Not so long ago, I went with my girlfriend to watch "Red Cliffs". She was somewhat disturbed by the main characters' over the top fighting style – even though it was rather tame by Chinese standards – but what surprised her was that the film was based upon historical events. In 208 AD, the combined forces of the southern warlords Liu Bei and Sun Quan defeated the numerically superior army of Cao Cao, making sure that China would remain divided into three distinct polities for the next sixty years. It was an event of tremendous importance in the history of China, and therefore of the world, and it is only because of the ethnocentrism of the French educational system so few people know about it.

Yet, its European counterpart, the Battle of Chalons, is still less known. I am not talking, of course of the second Battle of Chalons, where Aetius and his hodgepodge romano-germanic army defeated Attila's no less hodgepodge germano-hunnic army, but of the first one, where Aurelian forced the surrender of the last Gallic emperor Tetricus the First, ensuring the Roman Empire will remain united... and collapse far more completely than China ever did.

That is where those ancient battles matter for us, men of the twenty-first century, at the eve of a collapse quite similar to the one which befell the Roman and the Han Empires.
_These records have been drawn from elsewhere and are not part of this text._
PR #2413, opened 2020-04-16
Doc: document OGREnvelope [skip appveyor]

rouault:


markg85:
+1 for the doc update, thank you!

PR #2415, opened 2020-04-17
For TileDB 1.7 or greater enable use of internal metadata

normanb:
This is a bug I noticed when compiling GDAL with the TileDB dev branch (which is set to 2.0). It doesn't impact user functionality as metadata storage is an internal feature.


rouault:
Needs to be rebased on top of current master to solve conflict

PR #2420, opened 2020-04-18
Replace %.18g by %.17g since 17 significant figures are enough to encode losslessly a IEEE-754 double precision number

rouault:


rouault:
The failure on Windows in GPKG test is a bit strange. I suspect an issue with sqlite3_printf(). Dropping the idea for now.

PR #2428, opened 2020-04-21
Backward compatibility for BAG metadata reading

txantxangorriak:
BAG XML metadata schema has been modified with version 1.5; actually, GDAL only handles latest format, this pull request proposes to handle backward compatibility (from 1.0 to 1.6 versions)


rouault:
Thanks!

PR #2432, opened 2020-04-22
Fix typo on gdalwarp.rst

eamanu:
Change Sse for Set.

I am newbie with gdal, and not English speaker, so sorry if this is not a typo.


rouault:
Thanks

PR #2452, opened 2020-04-28
configure: use sed -E or sed -r depending on runtime availability

rouault:
Fixes https://github.com/OSGeo/gdal/pull/2395#issuecomment-620557715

Societal collapse nearly always translates into political disintegration. It is a normal consequence of the way complex society works. Whenever a polity increases in size, the percentage of its resource base it has to devote to its internal functioning increases as well. As long as the increase in productivity or gross resource base makes up for it, all goes well, but the law of decreasing returns means that at some point the polity is caught between rising costs and stagnating income. Its net resource base, the one it can mobilize to face an emergency shrinks and it slowly loses the control of its territory. It can then be taken over by foreign invaders, or disintegrate as warlords or local governments seize effective control of the territory. The net result is always the same : a large polity, endowed with large potential resource it can no longer mobilize is replaced by smaller polities, with a smaller resource base but a better mobilization capacity.

That is what happened in the third century AD in both China and Europe and the outcome of this crisis is quite edifying. It was what John Michael Greer calls a maintenance crisis, a temporary, self-limiting, overshoot and it remained so in China. Cao Cao, the northern warlord failed to reunify the Han Empire, and the one Chinese Empire was replaced by three, leaner and more efficient, kingdoms which laid the foundations for the Jin dynasty.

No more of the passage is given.